[Saved data entries]
══════════════════════════════
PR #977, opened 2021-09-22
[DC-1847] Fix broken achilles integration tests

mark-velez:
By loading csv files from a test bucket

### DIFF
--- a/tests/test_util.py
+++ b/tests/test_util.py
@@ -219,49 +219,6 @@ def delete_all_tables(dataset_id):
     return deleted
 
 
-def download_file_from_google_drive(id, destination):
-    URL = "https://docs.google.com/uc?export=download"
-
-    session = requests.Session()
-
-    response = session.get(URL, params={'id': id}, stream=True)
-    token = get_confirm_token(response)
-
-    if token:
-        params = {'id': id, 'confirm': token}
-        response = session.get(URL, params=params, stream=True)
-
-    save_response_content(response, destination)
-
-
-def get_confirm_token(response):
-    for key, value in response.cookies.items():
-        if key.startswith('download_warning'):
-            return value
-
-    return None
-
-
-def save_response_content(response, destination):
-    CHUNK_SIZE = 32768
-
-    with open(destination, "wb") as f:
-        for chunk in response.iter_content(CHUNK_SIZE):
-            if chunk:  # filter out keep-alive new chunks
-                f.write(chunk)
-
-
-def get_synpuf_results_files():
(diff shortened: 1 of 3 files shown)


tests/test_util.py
══════════════════════════════
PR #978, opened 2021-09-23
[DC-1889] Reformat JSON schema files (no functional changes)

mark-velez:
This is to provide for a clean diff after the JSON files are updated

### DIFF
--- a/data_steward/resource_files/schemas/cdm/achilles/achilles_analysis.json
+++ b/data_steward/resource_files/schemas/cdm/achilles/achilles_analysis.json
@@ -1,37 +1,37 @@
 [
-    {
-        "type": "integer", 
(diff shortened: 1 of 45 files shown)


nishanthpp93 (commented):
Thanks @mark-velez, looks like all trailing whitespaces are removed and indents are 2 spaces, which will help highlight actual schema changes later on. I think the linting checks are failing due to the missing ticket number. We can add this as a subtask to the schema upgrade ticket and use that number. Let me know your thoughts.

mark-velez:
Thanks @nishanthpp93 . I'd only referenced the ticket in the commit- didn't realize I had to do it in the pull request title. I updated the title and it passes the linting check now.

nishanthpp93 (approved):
══════════════════════════════
### YOUR OBJECTIVE
When a line among the entries contains "stream", pull that line out.

### TASK RESULT
-    response = session.get(URL, params={'id': id}, stream=True)
-        response = session.get(URL, params=params, stream=True)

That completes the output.